Most importantly, their training scenarios are radically different from ours, where ground-truth segment labels are available at training time. Therefore, they address a different task, known as semantic segmentation in the literature [14,20], which can be seen as the fully supervised version of segment-level annotation. Note how several earlier methods proposed for image label prediction actually perform segment-level annotation. Early methods based on probabilistic models [2,5,19] describe the image as an orderless bag of segments.
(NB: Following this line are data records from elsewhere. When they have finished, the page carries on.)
PR #46, opened 2020-04-27
Add dashboard for WAL metrics

codesome:
/cc @tomwilkie @gouthamve

### DIFF
--- a/cortex-mixin/dashboards/chunks.libsonnet
+++ b/cortex-mixin/dashboards/chunks.libsonnet
@@ -50,4 +50,51 @@ local utils = import 'mixin-utils/utils.libsonnet';
         $.qpsPanel('cortex_ingester_chunk_age_seconds_count{%s}' % $.jobMatcher('ingester')),
       ),
     ),
+
+  'cortex-wal.json':
+    $.dashboard('Cortex / WAL')
+    .addClusterSelectorTemplates()
+    .addRow(
+      $.row('')
+      .addPanel(
+        $.panel('Bytes Logged (WAL+Checkpoint) / ingester / second') +
+        $.queryPanel('avg(rate(cortex_ingester_wal_logged_bytes_total{%(m)s}[$__interval])) + avg(rate(cortex_ingester_checkpoint_logged_bytes_total{%(m)s}[$__interval]))' % { m: $.jobMatcher('ingester') }, 'bytes') +
+        { yaxes: $.yaxes('bytes') },
+      )
+    )
+    .addRow(
+      $.row('WAL')
+      .addPanel(
+        $.panel('Records logged / ingester / second') +
+        $.queryPanel('avg(rate(cortex_ingester_wal_records_logged_total{%s}[$__interval]))' % $.jobMatcher('ingester'), 'records'),
+      )
+      .addPanel(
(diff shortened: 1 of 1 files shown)


cortex-mixin/dashboards.libsonnet
```diff
@@ -11,7 +11,7 @@
      else {}) +
 
     (if std.setMember('chunks', $._config.storage_engine)
-     then import 'dashboards/chunks.libsonnet'
+     then (import 'dashboards/chunks.libsonnet') + (import 'dashboards/wal.libsonnet')
```
gouthamve, line 14: Can we put this in `chunks.libsonnet` itself as the WAL is part of chunks?

codesome: Done

cortex-mixin/dashboards/chunks.libsonnet
```diff
@@ -50,4 +50,43 @@ local utils = import 'mixin-utils/utils.libsonnet';
...
+      .addPanel(
+        $.panel('Bytes per sample') +
+        $.queryPanel('avg(rate(cortex_ingester_wal_logged_bytes_total{cluster=~"$cluster", job=~"($namespace)/ingester"}[$__interval]) / rate(cortex_ingester_ingested_samples_total{cluster=~"$cluster", job=~"($namespace)/ingester"}[$__interval]))', 'bytes'),
+      )
+    )
+    .addRow(
+      $.row('Checkpoint')
+      .addPanel(
+        $.panel('Checkpoint creation/deletion / sec') +
+        $.queryPanel('rate(cortex_ingester_checkpoint_creations_total{cluster=~"$cluster", job=~"($namespace)/ingester"}[$__interval])', '{{instance}}-creation') +
```
gouthamve, line 83: I am not sure a per instance graph would be useful here

cortex-mixin/dashboards/chunks.libsonnet
```diff
@@ -50,4 +50,43 @@ local utils = import 'mixin-utils/utils.libsonnet';
...
+        $.queryPanel('rate(cortex_ingester_checkpoint_deletions_total{cluster=~"$cluster", job=~"($namespace)/ingester"}[$__interval])', '{{instance}}-deletion'),
+      )
+      .addPanel(
+        $.panel('Checkpoint creation/deletion failed / sec') +
+        $.queryPanel('rate(cortex_ingester_checkpoint_creations_failed_total{cluster=~"$cluster", job=~"($namespace)/ingester"}[$__interval])', '{{instance}}-creation') +
+        $.queryPanel('rate(cortex_ingester_checkpoint_deletions_failed_total{cluster=~"$cluster", job=~"($namespace)/ingester"}[$__interval])', '{{instance}}-deletion'),
+      )
+    ),
```
gouthamve, line 91: Can we add a panel that exports the min(free_space) on the mounted disk, etc.

cortex-mixin/dashboards/chunks.libsonnet
codesome: It is handy to click on a single instance and see when the checkpointing happened for it. If we have a sum of them, it doesn't seem to be that useful, or can you think of a use-case?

8% SegProp Prod. 8% Again, TagProp will be used for p(Ll (Y )|Y ), while p(Ll (Y )|{yr }) can be obtained by Maximum Prediction (D) from any segment-level method, or by using Global SegProp (sec. 2). As in the previous section, we refer to these as “TagProp×Token” and “TagProp×SegProp”. 3 Tagprop + Global SegProp (F) We propose a novel and more elaborate technique to predict image labels by combining image-level and segment-level information. We include both segment neighbors (as in Global Segprop) and image neighbors (as in Tagprop) Ns p(Ll (Y )|{yr }, I) = N s πyi p(Ll (si )) + i I πyi p(Ll (Ii )) (17) i Note that there are two sets of weights, π S for segment neighbors, and π I for image neighbors.

Also, they cannot take advantage of training images that are only locally similar to a test image. We propose several ways to combine recent image-level and segment-level techniques to predict both image and segment labels jointly. We cast our experimental study in an unified framework for both image-level and segment-level annotation tasks. On three challenging datasets, our joint prediction of image and segment labels outperforms either prediction alone on both tasks. This confirms that the two levels offer complementary information.